PR #626, opened 2026-03-31
add throughput reporting, warmup, stats, and CSV export to exp_hash

alekseevpavel04:
#### Summary

The hash benchmark only reported min time per run, making it hard to compare algorithms by actual throughput or spot variance across runs. Added throughput (MB/s) to the default output, a --stats flag for mean/stdev columns, a --warmup arg to discard cold-cache runs before timing, and --output to dump a CSV for further analysis.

What you will do
State how many lines of the listing include "warmup", and write nothing else.

Finished task
2